Like everything else in life, you weigh a multitude of dangers, knowing there’s no such thing as a peril-free existence. And admittedly, it’s not as if a normal day-to-day consists of checking out the intimate parts of one home after another; before now, I wasn’t examining friends’ or neighbors’ laundry rooms or pipes, and I’m only coming late to the realization that this stuff has always been spread all too freely within our four walls. But this new, erm, exposure has made me wonder about the lengths we’ll go to to hold all hazards at bay, to accept one seemingly distant menace over another danger that feels all too familiar.
And maybe the issue’s been churning around in my brain because of the larger reality in which we’re living, hearts focused on a bit of hope for the end of our now-familiar pandemic. For those of us who’ve spent the last year masking up, stepping off of sidewalks to keep our social distance, finding new ways to stay entertained and alone indoors, and learning to deal with much longer, messier hair, how long will it take us to feel comfortable again just going about our business, watching out for cars before crossing the road, but not even noticing the pedestrians around us? What of this past year might we hold on to, and what percentage of that holdover will act as a security blanket we need to learn to let go of?

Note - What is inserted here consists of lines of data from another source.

PR #76, opened 2021-08-17
added try environment for aggregation statement

tscheypidi:


pfuehrlich-pik (approved):
I prefer handling errors with `tryCatch` instead of `try`. Checking the class attribute with `"try-error" %in%` is quite ugly in my opinion. Hadley Wickham also suggests using `tryCatch` instead of `try`: https://adv-r.hadley.nz/conditions.html#ignoring-conditions
However, in this case the `tryCatch` approach is a little problematic, because you want to return from calcOutput.
It's also super confusing and dangerous that there is a `try` variable, but also the `try` function at the same time, but since that's a function argument we probably have to stick with it.

PR #79, opened 2021-09-23
add .local argument to setConfig

pfuehrlich-pik:
`madrat::setConfig(..., .local = TRUE)` uses `withr::local_options` instead of `options` to only change the configuration temporarily.


tscheypidi (approved):
looks good

PR #81, opened 2021-10-15
Fix fingerprinterror

pfuehrlich-pik:
If the hash cache file was completely empty a fingerprintError happened, and the potentially corrupt cache file was read without notice. This PR fixes that.

### DIFF
--- a/R/cacheName.R
+++ b/R/cacheName.R
@@ -22,7 +22,7 @@
 #' Sources/Calculations should be returned
 #' @param globalenv	Boolean deciding whether sources/calculations in the global
 #' environment should be included or not
-#' @return cached data, if cache is available, otherwise NULL
+#' @return Name of fitting cache file, if available, otherwise NULL
 #' @author Jan Philipp Dietrich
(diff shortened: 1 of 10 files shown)


R/cacheName.R
```diff
@@ -36,7 +36,7 @@ cacheName <- function(prefix, type, args = NULL,  graph = NULL, mode = "put", pa
 
   fp <- fingerprint(name = paste0(fpprefix, type), graph = graph, details = (mode == "put"),
                     packages = packages, globalenv = globalenv)
-  if (identical(fp, "fingerprintError") && !isTRUE(getConfig("forcecache"))) {
+  if (fp == "fingerprintError" && !isTRUE(getConfig("forcecache"))) {
```
tscheypidi, line 39: This will fail if `fp` is `NULL`. one could perhaps use `as.character` to drop the attributes:

```suggestion
  if (identical(as.character(fp), "fingerprintError") && !isTRUE(getConfig("forcecache"))) {
```

PR #86, opened 2021-11-04
fix broken log messages, code cleanup

pfuehrlich-pik:
- fix broken log messages when running madrat functions with `::` instead of loading madrat via `library`
- fix crash during logging when running madrat function via do.call
- replace setwd with local_dir
- use `setConfig(..., .local = TRUE)` where possible
- replace deprecated getRegions with getItems
- replace `1:x` with `seq_len(x)`/`seq_along(x)`
- lots of code style improvements

These changes were tested by running the cellularmagpie rev 4.63 and remind preprocessings.


R/readSource.R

I can easily imagine myself being far too hesitant to hang out on a lawn with friends, to accept a ride, to hug someone or set foot in a train or go to a movie. And I can also imagine people eventually getting fed up with what they might view as my paranoia, much like kids a couple of generations removed from their older relatives rolling their eyes with impatience at what lingers from their Depression- or World War II-era experiences. I can easily envision, in other words, messing up good relationships because I’m unable to strike the right balance between the risk of being infected and the risk of alienating others. At what point might justifiable caution step over into paralysis or overreaction, and from there into estrangement? Moving in the opposite direction, in what ways might any of us legitimately be hesitant to move, when everyone else wants (understandably) to throw caution to the winds?
We’ve become all too familiar over the past year with these types of balancing acts—and as my new experience with a not-quite-predictable substance has reminded me, we’ve always had to weigh any number and type of risks in making a comfortable, not to mention secure, place for ourselves in this world. How should we proceed, then, as we look to a future less captive to COVID, or to any other dangers? It’s not quite Aristotle’s (equally difficult-to-apply) golden mean, but until we come up with a better answer or less complicated and pricey forms of remediation, maybe the best we can do where asbestos, or even a nasty virus is concerned, is to adapt the warning in that Saturday Night Live skit I mentioned earlier: “Do not taunt Happy Fun Ball.”
Among other things, the city’s MLS team is named the Chicago Fire.
I frequently ask the same question about the extensive network of lead service lines that bring water and all sorts of potential health problems into the area’s homes and buildings. This is a different sort of beast, though, less subject to the decisions or wherewithal of individuals.